§ **TASK TO COMPLETE**
Whenever a line below includes the string "filter", show it.

§ **DATA TO USE**
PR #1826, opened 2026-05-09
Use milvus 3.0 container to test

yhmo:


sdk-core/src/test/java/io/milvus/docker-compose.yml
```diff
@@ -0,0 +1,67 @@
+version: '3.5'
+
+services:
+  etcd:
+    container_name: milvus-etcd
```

...

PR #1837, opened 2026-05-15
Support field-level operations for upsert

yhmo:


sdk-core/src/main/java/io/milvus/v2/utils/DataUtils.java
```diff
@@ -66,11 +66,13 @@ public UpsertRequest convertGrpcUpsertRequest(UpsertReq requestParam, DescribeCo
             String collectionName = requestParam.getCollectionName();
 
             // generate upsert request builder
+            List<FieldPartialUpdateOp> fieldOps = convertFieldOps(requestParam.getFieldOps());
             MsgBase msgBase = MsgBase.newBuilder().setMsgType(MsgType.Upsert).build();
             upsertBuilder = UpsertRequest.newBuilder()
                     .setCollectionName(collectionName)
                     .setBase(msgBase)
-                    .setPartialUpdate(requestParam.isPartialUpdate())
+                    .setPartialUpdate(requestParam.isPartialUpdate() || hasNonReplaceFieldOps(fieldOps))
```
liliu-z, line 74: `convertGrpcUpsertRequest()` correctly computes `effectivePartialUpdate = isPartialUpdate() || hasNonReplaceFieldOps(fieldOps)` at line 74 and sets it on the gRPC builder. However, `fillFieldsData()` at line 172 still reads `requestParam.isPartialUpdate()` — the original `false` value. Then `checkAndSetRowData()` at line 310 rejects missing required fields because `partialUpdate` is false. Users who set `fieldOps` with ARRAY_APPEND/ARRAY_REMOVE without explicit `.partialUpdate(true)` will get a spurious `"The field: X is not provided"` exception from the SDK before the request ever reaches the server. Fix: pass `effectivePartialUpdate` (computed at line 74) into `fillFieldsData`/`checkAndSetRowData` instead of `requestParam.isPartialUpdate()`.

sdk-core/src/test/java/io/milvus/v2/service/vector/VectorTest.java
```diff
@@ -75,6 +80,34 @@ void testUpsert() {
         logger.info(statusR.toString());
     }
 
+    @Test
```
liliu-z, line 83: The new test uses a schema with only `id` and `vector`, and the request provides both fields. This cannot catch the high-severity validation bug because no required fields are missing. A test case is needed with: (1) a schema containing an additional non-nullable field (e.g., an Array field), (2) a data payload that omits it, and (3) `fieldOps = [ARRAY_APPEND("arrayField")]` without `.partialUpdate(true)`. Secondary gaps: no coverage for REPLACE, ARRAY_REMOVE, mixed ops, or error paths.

--

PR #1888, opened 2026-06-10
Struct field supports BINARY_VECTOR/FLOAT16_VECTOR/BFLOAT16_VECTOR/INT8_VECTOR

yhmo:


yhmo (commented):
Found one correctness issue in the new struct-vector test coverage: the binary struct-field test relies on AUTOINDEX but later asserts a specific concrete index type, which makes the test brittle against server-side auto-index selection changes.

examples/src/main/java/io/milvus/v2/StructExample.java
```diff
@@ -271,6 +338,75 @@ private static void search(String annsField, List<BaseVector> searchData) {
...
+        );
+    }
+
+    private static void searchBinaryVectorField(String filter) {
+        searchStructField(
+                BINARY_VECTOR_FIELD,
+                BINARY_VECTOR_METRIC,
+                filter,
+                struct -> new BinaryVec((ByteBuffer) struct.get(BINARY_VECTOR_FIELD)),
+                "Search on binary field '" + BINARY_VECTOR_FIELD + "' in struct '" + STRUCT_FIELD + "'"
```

§ **REPLY**
+    private static void searchBinaryVectorField(String filter) {
+                filter,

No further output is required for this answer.